The Dangers of Vinyl Siding

"Your biggest concern is if the house catches fire. Even the ash is dangerous," said Caplan. Even a small house fire that affects the vinyl siding will lead to the release of a host of toxic chemicals known to severely damage lung and kidney tissue. He added that the binders in vinyl siding are also affected by ultraviolet light and oxidation. "We see that with all kinds of plastics," he said.

Heat and severe weather may have also played a part in numerous reports in 2006 of illnesses affecting Hurricane Katrina evacuees who were placed in FEMA trailers. Most, if not all of the trailers were vinyl-sided.

People working in or living near a vinyl manufacturing plant are exposed to the most health dangers and are at the greatest risk for cancer, neurological damage, birth defects, and lung and kidney disease.

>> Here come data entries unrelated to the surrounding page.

PR #699, opened 2019-06-04
Validation of coupled properties in RadioButton, CheckBox and ComboBox

exyi:
It now validates that properties `DataSource`/`SelectedValue`,
`CheckedItems`/`CheckedValue` and `CheckedItem`/`CheckedValue` are of compatible
types. Where compatible means that they are basically of the same, with
tolerance for the writable property being nullable. For example, for `RadioButton` with properties `CheckedValue` and `CheckedItem` set

```
CheckedValue T  & CheckedItem T   -> ok, it's the same type
CheckedValue T? & CheckedItem T?  -> ok, it's the same type
CheckedValue T  & CheckedItem T?  -> ok, you can assign non-nullable into nullable
CheckedValue T? & CheckedItem T   -> error, you can't assign nullable into non-nullable 
```

Note that this is a breaking change, it add the validation to `ComboBox` and forbids some questionable usage. It should always fail during page compilation, so it's at least not anything nasty that occurs at runtime in strange conditions. Anyway, if we don't want that breaking change, we can merge only the `CheckBox` and `RadioButton` changes, as they are more lax than before.


exyi:
Also, we should make sure that BusinessPack controls that have these coupled properties do something similar.

tomasherceg:
We should finish the TODOs in tests. Then we can merge.

src/DotVVM.Framework/Compilation/Validation/DefaultControlUsageValidator.cs
```diff
@@ -59,12 +59,15 @@ public IEnumerable<ControlUsageError> Validate(IAbstractControl control)
...
         {
+            if (type == typeof(object)) return new MethodInfo[0];
             var methods = type.GetMethods(BindingFlags.Public | BindingFlags.NonPublic | BindingFlags.Static)
                 .Where(m => m.IsDefined(typeof(ControlUsageValidatorAttribute)))
                 .ToArray();
-            if (methods.Length > 0) return methods;
-            else if (type == typeof(object)) return new MethodInfo[0];
-            else return FindMethods(type.GetTypeInfo().BaseType);
+
+            var overrideValidation = methods.Select(s => s.GetCustomAttribute(typeof(ControlUsageValidatorAttribute))).Any(s => ((ControlUsageValidatorAttribute)s).Override);
```
exyi: It's probably ok that this is a breaking change, but we should make sure that all declarations are consistent in the `Override` property. It's not very intuitive, what this should do (if not error):

```
[ControlUsageValidatorAttribute(Override = true)
Method1()...

[ControlUsageValidatorAttribute(Override = false)
Method2()...
```

src/DotVVM.Framework/Controls/SelectorBase.cs
```diff
@@ -104,5 +109,29 @@ public IValueBinding ItemTitleBinding
...
             DotvvmProperty.Register<IValueBinding, SelectorBase>(nameof(ItemTitleBinding));
+
+        [ControlUsageValidator]
+        public static IEnumerable<ControlUsageError> ValidateUsage(ResolvedControl control)
+        {
+            if (control.Properties.ContainsKey(SelectorBase.ItemValueBindingProperty) &&
+                control.Properties.GetValue(SelectorBase.ItemValueBindingProperty) is ResolvedPropertyBinding valueBinding)
+            {
+                var t = valueBinding.Binding.ResultType;
+                if (!t.IsPrimitiveTypeDescriptor())
```
exyi: You also actually don't need the `IsPrimitiveTypeDescriptor` method implemented on `ITypeDescriptor` since `valueBinding.Binding.ResultType` will always be `ResolvedTypeDescriptor`.

src/DotVVM.Framework/Compilation/ControlTree/TypeDescriptorUtils.cs
```diff
@@ -1,11 +1,49 @@
...
+            return type.IsAssignableTo(EnumTypeDescriptors);
+        }
+        public static bool IsStringTypeDescriptor(this ITypeDescriptor type)
+        {
+            return StringTypeDescriptors.IsEqualTo(type);
+        }
+
+        public static bool IsPrimitiveTypeDescriptor(this ITypeDescriptor type)
+        {
+            return type.IsStringTypeDescriptor()|| type.IsNumericTypeDescriptor() || type.IsEnumTypeDescriptor();
```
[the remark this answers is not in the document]
quigamdev: I added another method IsPrimitiveOrEnumTypeDescriptor.

src/DotVVM.Framework/Compilation/Validation/DefaultControlUsageValidator.cs
quigamdev: I have added the consistency check.

tomasherceg:
I have fixed some bugs in current validation rules and added more tests.
I had to consolidate and move few helper methods (IsPrimitiveType, IsCollection, IsComplexType) because they were spawned on multiple places in the project and had slightly different behavior - for example IsPrimitiveType on TypeDescriptor behaved differently (and incorrectly) than the one on Type etc. This change polluted the diff of this PR, but I believe that it fixed many tiny bugs.

I have also reviewed the entire PR so we should be able to merge it (if UI tests pass). 
Since this functionality is not covered by many UI tests, we have to test this extensively on customer projects to be sure we haven't made bugs in the type validation.

quigamdev:
All tests have passed. @exyi Can you check the new changes or do you think it is ready for merge?

tomasherceg:
Merging now because we need to use it on a customer project asap.

exyi:
> Merging now because we need to use it on a customer project asap.

Then you should have used the version from git instead of messing this PR up.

Vinyl is most dangerous when being manufactured and during disposal. Vinyl in a landfill can be a threat to groundwater via release of dioxins and other toxins as the material breaks down. 

Alternatives to Vinyl Siding

Okay, so you are concerned about possible health dangers of vinyl siding, but still would prefer not to have to paint your house. Consult a siding installation expert about the green alternatives, which include: 

  • Aluminum siding has similar benefits to vinyl siding. You can more often find recycled aluminum siding products. The downside is that aluminum can dent and is very hard to work with, in terms of construction.

  • Steel or enameled steel siding is extremely strong. It is also available in pre-painted form. However, the cost of steel siding is greater.

  • Bark shingles are an economical salvage product, which are great for someone who wants a natural look. "After all, nature made them to cover a tree for 100 years," Caplan said.

  • Cement siding gives a look similar to clapboards and also can come pre-painted. Durable and resistant to rot, insect damage, mold, and fire, it is moderately priced.

This article was updated November 19, 2017.